▶ [YOUR GOAL]
Exactly the lines from the one with "of the position." through the end of the records below are to be output, the first and last included, and no others.

▶ [RECORDED INFORMATION]
PR #466, opened 2019-02-06
Add ground-based gravitational-wave observatory locations

mattpitkin:
I'm thinking about using the PINT barycentring routines in a Python-based GW search code, so it would be useful for PINT to contain the locations of the current ground-based gravitational-wave observatories.


paulray:
Looks good to me! I'm not sure why some of the travis builds are timing out.

luojing1211:
I restart the building and it passed tests now.
-Jing

paulray:
I'm a little dubious about using 'geo' as an alias. That could easily get confused with the geocenter. Could we remove that one alias?

PR #485, opened 2019-07-30
Update Fermi FT2 handling

paulray:
This PR does a couple small things:
* Uses the new SC_VELOCITY column in Fermi FT2 files (if present), instead of trying to compute the velocities as the gradient of the position.
* Adds a track mode in LCFitters.fit_position() to handle cases where you have two peaks at 0.5 in phase apart.
* A couple of tiny fixes like deprecated "normed" keyword and stuff like that.


paulray:
This fixes a travis issue as well, that was causing builds to fail.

▶ [TASK SOLUTION]
* Uses the new SC_VELOCITY column in Fermi FT2 files (if present), instead of trying to compute the velocities as the gradient of the position.
* Adds a track mode in LCFitters.fit_position() to handle cases where you have two peaks at 0.5 in phase apart.
* A couple of tiny fixes like deprecated "normed" keyword and stuff like that.


paulray:
This fixes a travis issue as well, that was causing builds to fail.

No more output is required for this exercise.